Read the Well: Petrophysics
From a raw log display to barrels with error bars. Porosity, saturation, permeability, and the judgment calls between, worked on one honest well from first look to final volume.
You can read a standard log suite, compute porosity and water saturation with the right model and defend the exponents, estimate permeability, place the contacts, and carry Ogbon-1 from curves to an oil-in-place number you would sign.
The rock and the fluid
Four questions run this whole discipline: how much pore space, what fills it, will it flow, and how much is there.
Porosity is the space and saturation is the split; every log you will ever read is trying to measure one of these two.
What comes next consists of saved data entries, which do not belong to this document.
PR #7323, opened 2024-07-12
Fix session rewriting false positives

jandro996:
# What Does This Do

- Remove Session Tracking Modes check calls from servlet instrumentation
- Add IAST instrumentation to HttpSession#getSession with calls to Session Tracking Modes check

Solved for javax and jakarta implementations

# Motivation

The current implementation for detecting Session Rewriting is causing false positives because it only considers the servlet configuration. This may be insecure, but if the session is not being used, an Session Rewriting should not be reported.

# Additional Notes

Jira ticket: [APPSEC-53722]

[APPSEC-53722]: https://datadoghq.atlassian.net/browse/APPSEC-53722?atlOrigin=eyJpIjoiNWRkNTljNzYxNjVmNDY3MDlhMDU5Y2ZhYzA5YTRkZjUiLCJwIjoiZ2l0aHViLWNvbS1KU1cifQ


dd-java-agent/instrumentation/servlet/request-3/src/main/java/datadog/trace/instrumentation/servlet3/IastHttpServletRequest3Instrumentation.java
```diff
@@ -0,0 +1,110 @@
...
+    return implementsInterface(named(hierarchyMarkerType()))
+        // ignore wrappers that ship with servlet-api
+        .and(namedNoneOf("javax.servlet.http.HttpServletRequestWrapper"))
+        .and(not(extendsClass(named("javax.servlet.http.HttpServletRequestWrapper"))));
+  }
+
+  @Override
+  public void methodAdvice(MethodTransformer transformer) {
+    transformer.applyAdvice(
+        named("getSession").and(returns(named("javax.servlet.http.HttpSession"))).and(isPublic()),
```
jandro996, line 65: There are two het session methods 

javax.servlet.http.HttpSession#getSession()
javax.servlet.http.HttpSession#getSession(boolean)

In all the checked implementations getSession() calls getSession(true) so maybe it's better to only instrument the javax.servlet.http.HttpSession#getSession(boolean) 

Any way we are using the Instrumentation context to only call the iast module once per application

dd-java-agent/instrumentation/servlet/request-5/src/main/java/datadog/trace/instrumentation/servlet5/IastOptOutJakartaHttpServletRequestInstrumentation.java
```diff
@@ -0,0 +1,98 @@
...
+
+  @Override
+  public ElementMatcher<TypeDescription> hierarchyMatcher() {
+    return implementsInterface(named(hierarchyMarkerType()))
+        .and(not(WRAPPER_CLASS))
+        .and(not(extendsClass(WRAPPER_CLASS)));
+  }
+
+  @Override
+  protected boolean isOptOutEnabled() {
```
jandro996, line 50: Although we already have a JakartaHttpServletRequestInstrumentation for IAST we need another one due to the session rewriting is an opt-out feature

manuel-alvarez-alvarez: Isn't it already opt-out?

manuel-alvarez-alvarez: Isn't it already opt-out?

dd-java-agent/instrumentation/servlet/request-3/src/main/java/datadog/trace/instrumentation/servlet3/IastHttpServletRequest3Instrumentation.java
manuel-alvarez-alvarez: I'm worried about the possibility of a framework probing for the existence of a session (setting the flag to false) and we might trigger the vulnerability here. 

What do you think if:

- instrument only the variant taking a boolean
- if it's called with `false` and no session is created don't update the state so the instrumentation will enter next time

jandro996: As we are checking if the session exist at the begining of the advice this should not happens, but I will go for your approach as it would improve the performance in some cases

manuel-alvarez-alvarez (approved):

Flow and the free-water level decide whether the pore space is a reservoir or a curiosity.
The borehole environment
Every log reads a rock that drilling already disturbed; invasion and depth of investigation are the corrections between what you measured and what is there.
Gamma ray and SP
The humble gamma ray is the first curve every interpreter reads, and Vsh from it quietly enters every equation downstream.
The spontaneous potential is the oldest log still run, and it hands you Rw, the number Archie cannot live without.
Porosity logs
Two porosity tools that err in opposite directions; crossplot them and lithology and gas both confess.
Crossover is the log suite's loudest fluid signal, and shale corrections decide what part of your porosity can actually hold hydrocarbon.
Wyllie's time average is half physics and half habit; know its corrections and when Raymer-Hunt-Gardner reads truer.
Resistivity
Resistivity is the only log that sees fluid type directly, and the formation factor is the bridge from rock texture to saturation.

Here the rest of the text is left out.